> [Assigned task]:
These entries are to be set down again exactly.
::: Dataset excerpts :::
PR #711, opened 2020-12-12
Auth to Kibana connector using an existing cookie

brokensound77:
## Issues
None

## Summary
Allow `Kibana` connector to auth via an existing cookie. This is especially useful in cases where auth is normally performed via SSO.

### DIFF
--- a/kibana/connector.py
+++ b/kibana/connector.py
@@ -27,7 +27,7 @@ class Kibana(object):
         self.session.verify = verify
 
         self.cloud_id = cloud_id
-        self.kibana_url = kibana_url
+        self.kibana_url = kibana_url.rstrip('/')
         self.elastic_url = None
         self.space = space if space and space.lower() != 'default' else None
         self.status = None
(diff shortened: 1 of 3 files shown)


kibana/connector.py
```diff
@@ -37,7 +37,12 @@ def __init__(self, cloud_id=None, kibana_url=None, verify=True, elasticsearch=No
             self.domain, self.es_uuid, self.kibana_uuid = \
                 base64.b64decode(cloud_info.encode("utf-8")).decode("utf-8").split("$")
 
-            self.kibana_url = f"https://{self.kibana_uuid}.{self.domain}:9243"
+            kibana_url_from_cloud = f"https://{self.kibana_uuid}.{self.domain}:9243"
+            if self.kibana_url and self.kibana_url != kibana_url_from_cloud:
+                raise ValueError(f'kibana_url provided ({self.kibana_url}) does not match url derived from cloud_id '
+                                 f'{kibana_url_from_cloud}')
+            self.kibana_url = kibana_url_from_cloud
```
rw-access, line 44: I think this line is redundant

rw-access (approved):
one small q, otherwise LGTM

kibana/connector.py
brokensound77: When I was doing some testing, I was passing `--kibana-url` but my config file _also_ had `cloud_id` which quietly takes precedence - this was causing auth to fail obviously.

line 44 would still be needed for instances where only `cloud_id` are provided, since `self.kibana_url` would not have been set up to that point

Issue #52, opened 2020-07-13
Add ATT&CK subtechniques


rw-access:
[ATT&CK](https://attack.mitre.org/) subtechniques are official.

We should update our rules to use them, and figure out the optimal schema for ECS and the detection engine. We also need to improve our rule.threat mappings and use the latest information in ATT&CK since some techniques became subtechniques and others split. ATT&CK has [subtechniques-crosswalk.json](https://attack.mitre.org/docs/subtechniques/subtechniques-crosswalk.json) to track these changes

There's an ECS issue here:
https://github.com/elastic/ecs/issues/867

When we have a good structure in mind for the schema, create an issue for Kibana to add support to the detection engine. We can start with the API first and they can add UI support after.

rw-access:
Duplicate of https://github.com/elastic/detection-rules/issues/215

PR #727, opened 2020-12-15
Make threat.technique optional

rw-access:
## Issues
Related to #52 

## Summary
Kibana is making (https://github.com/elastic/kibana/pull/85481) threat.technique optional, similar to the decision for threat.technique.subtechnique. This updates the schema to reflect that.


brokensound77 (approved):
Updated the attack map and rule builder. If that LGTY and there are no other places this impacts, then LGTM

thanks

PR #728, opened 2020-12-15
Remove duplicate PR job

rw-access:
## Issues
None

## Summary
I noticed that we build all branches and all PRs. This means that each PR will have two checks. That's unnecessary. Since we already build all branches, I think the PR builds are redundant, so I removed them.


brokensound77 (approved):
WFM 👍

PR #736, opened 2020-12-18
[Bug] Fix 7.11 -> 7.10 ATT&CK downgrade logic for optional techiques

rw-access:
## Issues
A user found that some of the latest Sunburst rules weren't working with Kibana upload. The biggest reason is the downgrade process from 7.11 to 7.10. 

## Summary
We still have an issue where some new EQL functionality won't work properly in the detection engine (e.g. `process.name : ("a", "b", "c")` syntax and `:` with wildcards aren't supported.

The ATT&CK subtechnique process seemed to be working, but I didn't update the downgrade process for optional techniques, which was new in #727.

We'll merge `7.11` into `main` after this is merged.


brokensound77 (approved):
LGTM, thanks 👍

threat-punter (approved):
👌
:::
> [Completed task]:
PR #711, opened 2020-12-12
Auth to Kibana connector using an existing cookie

brokensound77:
## Issues
None

## Summary
Allow `Kibana` connector to auth via an existing cookie. This is especially useful in cases where auth is normally performed via SSO.

### DIFF
--- a/kibana/connector.py
+++ b/kibana/connector.py
@@ -27,7 +27,7 @@ class Kibana(object):
         self.session.verify = verify
 
         self.cloud_id = cloud_id
-        self.kibana_url = kibana_url
+        self.kibana_url = kibana_url.rstrip('/')
         self.elastic_url = None
         self.space = space if space and space.lower() != 'default' else None
         self.status = None
(diff shortened: 1 of 3 files shown)


kibana/connector.py
```diff
@@ -37,7 +37,12 @@ def __init__(self, cloud_id=None, kibana_url=None, verify=True, elasticsearch=No
             self.domain, self.es_uuid, self.kibana_uuid = \
                 base64.b64decode(cloud_info.encode("utf-8")).decode("utf-8").split("$")
 
-            self.kibana_url = f"https://{self.kibana_uuid}.{self.domain}:9243"
+            kibana_url_from_cloud = f"https://{self.kibana_uuid}.{self.domain}:9243"
+            if self.kibana_url and self.kibana_url != kibana_url_from_cloud:
+                raise ValueError(f'kibana_url provided ({self.kibana_url}) does not match url derived from cloud_id '
+                                 f'{kibana_url_from_cloud}')
+            self.kibana_url = kibana_url_from_cloud
```
rw-access, line 44: I think this line is redundant

rw-access (approved):
one small q, otherwise LGTM

kibana/connector.py
brokensound77: When I was doing some testing, I was passing `--kibana-url` but my config file _also_ had `cloud_id` which quietly takes precedence - this was causing auth to fail obviously.

line 44 would still be needed for instances where only `cloud_id` are provided, since `self.kibana_url` would not have been set up to that point

Issue #52, opened 2020-07-13
Add ATT&CK subtechniques


rw-access:
[ATT&CK](https://attack.mitre.org/) subtechniques are official.

We should update our rules to use them, and figure out the optimal schema for ECS and the detection engine. We also need to improve our rule.threat mappings and use the latest information in ATT&CK since some techniques became subtechniques and others split. ATT&CK has [subtechniques-crosswalk.json](https://attack.mitre.org/docs/subtechniques/subtechniques-crosswalk.json) to track these changes

There's an ECS issue here:
https://github.com/elastic/ecs/issues/867

When we have a good structure in mind for the schema, create an issue for Kibana to add support to the detection engine. We can start with the API first and they can add UI support after.

rw-access:
Duplicate of https://github.com/elastic/detection-rules/issues/215

PR #727, opened 2020-12-15
Make threat.technique optional

rw-access:
## Issues
Related to #52 

## Summary
Kibana is making (https://github.com/elastic/kibana/pull/85481) threat.technique optional, similar to the decision for threat.technique.subtechnique. This updates the schema to reflect that.


brokensound77 (approved):
Updated the attack map and rule builder. If that LGTY and there are no other places this impacts, then LGTM

thanks

PR #728, opened 2020-12-15
Remove duplicate PR job

rw-access:
## Issues
None

## Summary
I noticed that we build all branches and all PRs. This means that each PR will have two checks. That's unnecessary. Since we already build all branches, I think the PR builds are redundant, so I removed them.


brokensound77 (approved):
WFM 👍

PR #736, opened 2020-12-18
[Bug] Fix 7.11 -> 7.10 ATT&CK downgrade logic for optional techiques

rw-access:
## Issues
A user found that some of the latest Sunburst rules weren't working with Kibana upload. The biggest reason is the downgrade process from 7.11 to 7.10. 

## Summary
We still have an issue where some new EQL functionality won't work properly in the detection engine (e.g. `process.name : ("a", "b", "c")` syntax and `:` with wildcards aren't supported.

The ATT&CK subtechnique process seemed to be working, but I didn't update the downgrade process for optional techniques, which was new in #727.

We'll merge `7.11` into `main` after this is merged.


brokensound77 (approved):
LGTM, thanks 👍

threat-punter (approved):
👌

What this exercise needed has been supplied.